I sometimes check myself from conflating anxiety and OCD when I write, as my life experience with mental illness has involved being diagnosed with the dishearteningly generic “Generalized Anxiety Disorder” for years before becoming aware that I actually have a form of OCD that just doesn’t present itself as typical. But I have anxiety issues, major ones. So it is actually most fair for myself to delve into those just as much as OCD. Because, at least for me, they often overlap quite a bit.
I used to love driving. When I first got my license I couldn’t drive enough. I would drive over sixty miles just to get good photographs for the day. I would drive for no reason other than to listen to music alone and enjoy… whatever it is driving brought to me. This was me until my late twenties.
I cannot point out a specific incident or trauma that changed my views on driving, but I can correlate them with what I see now as the onset of my OCD. The relationships here are murky, but I believe most of it involves trust. As I grew older, got into running businesses, and began having to think about a large variety of people of all types1—distrust in people began to set in. I started being screwed over by people. I don’t believe I developed an overarching anger toward society, I just grew up. And with growing up as an intelligent and sensitive person, one realizes most people are by far not there to help you. Maybe not to hurt you, but most often not to be trusted.

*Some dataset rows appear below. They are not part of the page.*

PR #1816, opened 2018-02-01
[events] Fix mem leak of overwriting callback id

### LINKED ISSUE #1737: [tcp] `General Protection Fault` occurs when running TCPEchoServ6.js on arduino101 over ble for long time
### Description

`General Protection Fault` occurs after running TCPEchoServ6.js for 1 hour on arduino101 over ble. 
 
### Test Code

[TCPEchoServ6.js](https://github.com/01org/zephyr.js/blob/master/samples/TCPEchoServ6.js);

### Steps to Reproduction

1. Flash Arduino101 with test sample.
```
$ make JS=samples/TCPEchoServ6.js ROM=256
$ make dfu
```
2. connect to PC via 6lowpan, add router and address.
```
modprobe bluetooth_6lowpan
echo 1 > /sys/kernel/debug/bluetooth/6lowpan_enable
echo "connect FF:EE:DD:CC:BB:AA 2" > /sys/kernel/debug/bluetooth/6lowpan_control
ip -6 route add 2001:db8::/64 dev bt0
ip -6 addr add 2001:db8::2 dev bt0
```
3. Connect TCPEchoServ6.js  using python client: 
`python test-tcp6-client.py`
 
### Actual Result

`General Protection Fault` occurs after about 1hour.
selection_001

### Expected Result

Server should always works fine.

### Test Builds

---|---|---|---|---
master |  b32969f | Arduino 101 | Dec 28, 2017 | Fail
 
### Additional Information

The matched python client is here: https://github.com/01org/web-test-suite/tree/master/zephyr.js/tools/tests

grgustaf:
Only one event callback was supposed to be created, but the line was
moved to zjs_make_emitter so that it was created for each new emitter
object. For tests that close and open sockets repeatedly, for example,
this eventually caused the system to run out of memory.

Fixes #1737

### DIFF
--- a/src/zjs_event.c
+++ b/src/zjs_event.c
@@ -12,6 +12,7 @@
 #define DEFAULT_MAX_LISTENERS   10
 
 static jerry_value_t zjs_event_emitter_prototype = 0;
+zjs_callback_id emit_id = -1;
 
 typedef struct listener {
     jerry_value_t func;
@@ -43,6 +44,8 @@ static void free_listener(void *ptr)
 static void zjs_event_proto_free_cb(void *native)
 {
     zjs_event_emitter_prototype = 0;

That lack of trust started to become an obsession. I wanted to trust people, I wanted people to like me for a variety of now adult reasons. But the key element here is I knew not to trust the average person.
In comes my love of driving. You know the cliché: driving involves moving a massive box of metal at rather high speeds that could easily kill or maim. With OCD comes invasive thoughts—often worst-case scenarios in detail, relative to the events at hand, and involving extrapolating and eventuality and knowing it is going to happen. One can see where driving is a bit tough under these conditions. I could not shake the idea of the possibility of getting into an accident.

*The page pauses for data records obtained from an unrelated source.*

PR #1818, opened 2018-02-01
[jerryscript] Rebase to latest JerryScript

jimmy-huang:
JerryScript updated cmake on how to build with external toolchains,
this patch will fix the breakage.


grgustaf:
+1

PR #391, opened 2024-10-01
Update CMake minimum version

varunagrawal:
CMake is throwing the warning:
```
CMake Deprecation Warning at CMakeLists.txt:1 (cmake_minimum_required):
  Compatibility with CMake < 3.5 will be removed from a future version of
  CMake.

  Update the VERSION argument <min> value or use a ...<max> suffix to tell
  CMake that the project does not need compatibility with older versions.
```

This PR updates all the CMake files to have the minimum version as 3.5 to fix any potential deprecations as well as maintain the largest generality.


varunagrawal:
Merging

PR #418, opened 2026-02-13
CableRobot additions

dellaert:
This PR takes all the files from #331 that were just added to the repo. And then two simple commits on top of that to make it compile and test. All tests pass in C++ and Python.


gchenfc (approved):
LGTM!

PR #425, opened 2026-06-05
Docx changes

kshaji3:
-Made the installation directions updated for GCC/G++ 13 and Ubuntu 24.04
-Slightly cleaned up the README.md so there's no more reason for horizontal scrolling of commands
-Added compatibility fixes to the latest version of GTSAM's handling of NonlinearFactorGraph
-Added scheduled running of CI to make sure everything passes once a week.

### DIFF
--- a/.gitignore
+++ b/.gitignore
@@ -129,3 +129,7 @@ models/mujoco/unitree_g1
 models/mujoco/boston_dynamics_spot
 /webdemo/.vite/deps/_metadata.json
 /webdemo/.vite/deps/package.json
+
+# sdformat-15.0.0
+sdformat-15.0.0
+sdformat-15.0.0.tar.bz2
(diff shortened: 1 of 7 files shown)


.gitignore
```diff
@@ -129,3 +129,7 @@ models/mujoco/unitree_g1
 models/mujoco/boston_dynamics_spot
 /webdemo/.vite/deps/_metadata.json
 /webdemo/.vite/deps/package.json
+
+# sdformat-15.0.0
+sdformat-15.0.0
```
dellaert: You should not add your own personal install temps to .gitignore

kshaji3: I thought I had a good reason for this (if you follow the installation instructions for Linux, this is how things get installed, so this should be true for most people), but I realize that is not correct.

dellaert (approved):

PR #429, opened 2026-06-22
Adding End Effector SE(3) Targets 

kshaji3:
This PR adds the ability to specify an end effector SE(3) position target (previously it was limited to only position, so this adds orientation) with the goal of being mainly applicable to manipulation platforms (such as that used in https://www.bar-lab.org/).
- Also added a unit test for this based on BAR Lab code in the Python wrapper.


gtdynamics/kinematics/Kinematics.h
```diff
@@ -322,7 +330,8 @@ class Kinematics : public Optimizer {
   template <class CONTEXT>
   gtsam::Values inverse(
       const CONTEXT& context, const Robot& robot, const PoseGoals& pose_goals,
-      const gtsam::Values& joint_priors = gtsam::Values()) const;
+      const gtsam::Values& joint_priors = gtsam::Values(),
```
dellaert, line 333: GTSAM naming convention, already violated in this file, but let's not add to it. E.g., `poseGoals`, `enforceAsConstraints`

dellaert (approved):
LGTM. CI fails, unrelated, but you could maybe fix it as well so board is green again

gtdynamics/kinematics/Kinematics.h
kshaji3: With the help of AI, I fixed this and checked over every part of the codebase, and I believe it is now consistent with the GTSAM conventoins.

PR #431, opened 2026-07-09
GPMP2 Addition

kshaji3:
Ports over code from GPMP2 that is relevant for manipulator platforms, also updates them to the latest GTSAM standards. This also lays down some of the framework that's needed to eventually incorporate STEAP into the repo as well.
https://github.com/gtrll/gpmp2
Notes:

1. Adds the ability to define obstacle factors, including GP-based ones
2. Adds the ability to define Linear, Lie, and Pose3 GP prior factors, along with their interpolation cousins
3. Also adds joint, velocity factors
4. Enables for path planning around obstacles via GPMP
5. Includes relevant unit tests.

The code was tested in simulation and validated on real hardware (using the Python build)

To tell you the truth, my “every eventuality and then the worst” thinking didn’t often involve the horrors of death, dismemberment or anything that gory that could come from a car accident. My obsessions were actually a tad more realistic2. My fears were all of the things that come from being in an accident with no injuries: having to wait for the police, being questioned by the police, the money involved, and then going deep into the hole of worst-case thinking and imagining being sued, losing, and losing everything I own.
That is how I thought. And every car that passed me or drove ahead of or behind me could trigger that situation. And I was not wrong! One with OCD is never wrong, we’re just taking something with, say, a 0.0001 percent chance of happening and moving that to around, say, a seventy percent chance of happening.

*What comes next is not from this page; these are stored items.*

PR #432, opened 2026-07-25
Add GPMP2 core: GP interpolation and priors, joint/velocity limits

kshaji3:
Ports the Gaussian process motion planning building blocks that do not depend on obstacle or self-collision costs: which includes the all the GP-based functionality across Lie Groups and interpolation.


dellaert (approved):
LGTM!!!

PR #434, opened 2026-07-25
Gpmp2 self collision

kshaji3:
This PR adds selfCollisionFactor and selfCollisionFactorGP. This PR has contents that were tested on an 18DOF manipulator setup.
- selfCollisionFactor checks at nodes, while selfCollisionFactorGP ensures that the interpolated trajectory is collision-free. Thi

This uses selfCollisionFactor from: https://arxiv.org/pdf/2011.07171, while adding in a custom GP-implementation of it.


dellaert (approved):
Cool!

This fear was—well, is—compounded by the fact that driving most anywhere is an exercise in moving quickly and focusing attention on many other drivers… hundreds for a typical trip. All of these intrusive thoughts, multiplied by a number in the hundreds, every time I drove.
You can see the correlation between anxiety and OCD here. Oh, the compulsion part? I quit. I just stopped. Well, there was a mix-up with my driver’s license around four years ago where it was suspended because of a bill to the state that was not attended to properly3. So I couldn’t drive legally for a short4 while—and as someone with anxiety and OCD, I do not do illegal things, ever.
It was at this point I decided never to drive again. I hated every minute of it, and as I explored public transportation and moving to an area that was close enough to the very few shops I actually need to frequent—it was a no-brainer. I fully admit the anxiety won and good riddance!
I still had to trust people in daily life, but rarely to the point of them utilizing a massive machine of metal and glass that could kill me. Or ruin my life. Now my lack of trust could be focused on, well, different irrational things. But at least… not that.
I can’t see myself driving ever again. All of this coincided with a complete change of lifestyle that involved quitting a lot of other things well outside the scope of this article. As well tackling my mental disorders. So the lack of driving is somewhat of a reminder of that (if we’re to take a slightly more rational reason for continuing to not do so.)
I’ve found that even though I have a driver’s license… I like walking. I like biking. I love the bus (though I’ve discovered that, like many cities, mine has not invested very well in public transportation.)
I now have one less thing to obsess over. One less anxiety. That doesn’t solve the myriad of other things, no! However, it removes myself from a situation I don’t honestly feel I need to be in. People think I am strange for absolutely deciding on not ever driving. However, if they knew the true me, well they’d think I was even more strange.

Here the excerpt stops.